Return the following from the records below: each line, word for word, starting with the line that contains "- **Tracking Issue**: #400" and going on through the line that contains "Thanks for the", with nothing outside that range.

(Stored items from a collection)
•••

Issue #400, opened 2021-03-30
Content.rec(..) in LogEntry is recursive function, but does not use tail rec optimisation


dmytroDragan:
### Content.rec(..) in LogEntry is recursive function, but does not use tail rec optimisation

```
private def rec[T](
                      prefixPath: Path,
                      directory: Directory,
                      func: (FileInfo, Path) => T): Seq[T] = {
    val files = directory.files.map(f => func(f, prefixPath))
    files ++ directory.subDirs.flatMap { dir =>
      rec(new Path(prefixPath, dir.name), dir, func)
    }
  }
```

It is a potential issue which in some day could give StackOverflowError.
I could quickly fix it.

PR #402, opened 2021-03-30
Refactor Content.rec(..) function to support tail-optimisation

dmytroDragan:

 - **Tracking Issue**: #400
 - **Parent Issue**: N/A
 - **Dependencies**: N/A

Refactor Content.rec(..) function to support tail-optimisation

No

Existing unit tests should be enough, because it is just refactoring without changing functionality.


andrei-ionescu (commented):
Thanks for the PR. A couple of things to address:

1. Please use `scalafmt` for formatting - see https://github.com/microsoft/hyperspace/blob/master/docs/coding-guidelines/scala-coding-style.md.
2. Please add some unit tests on the `rec` method.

•••

[Task solution]:
 - **Tracking Issue**: #400
 - **Parent Issue**: N/A
 - **Dependencies**: N/A

Refactor Content.rec(..) function to support tail-optimisation

No

Existing unit tests should be enough, because it is just refactoring without changing functionality.


andrei-ionescu (commented):
Thanks for the PR. A couple of things to address:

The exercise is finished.